XKSS No. 713 was off-white with a red interior -- a thoroughly handsome color scheme, especially for a convertible, but McQueen wouldn't have any of it. ("He liked darker, subtle colors," reminisced son Chad McQueen years later. "He just had the greatest taste in cars.") Off went the white, on went British Racing green. The red interior, gone -- swapped out by hot-rodder Tony Nancy, "The Loner," for black upholstery at his Sherman Oaks shop. Not a trace of white remained. The car had been stripped down for the repaint, covering every delicate aluminum body panel on both sides; the doors open above the achingly tall doorsill, upwards and outwards like an Aston Martin DB9 -- had it been a coupe, Sir William Lyons would have been tempted to fit gullwing doors, a la Mercedes. But alas.

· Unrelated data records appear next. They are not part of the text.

PR #1067, opened 2017-03-29
added unit test for coverage

dcdarrell9:
Added a unit test to add code coverage in views/dev_mode

### How to review 
See whether the coverage is right, and advise on how to get 100% coverage

### DIFF
--- a/tests/app/views/test_dev_mode.py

Jaguar built the XKSS as a way to use up leftover D-type chassis; the car had stopped racing in 1957, departing as an undisputed champion. Straight Le Mans victories in 1955, 1956 and 1957 cemented Jaguar's reputation even as the company pulled out of factory efforts after the first year of winning. Lyons figured Americans loved fast European sports cars, so the Le Mans champion became a thinly veiled race car for the street: Off went that fabulous fin and on went a passenger door, chrome bumpers and a rudimentary top. For the most part, that was it.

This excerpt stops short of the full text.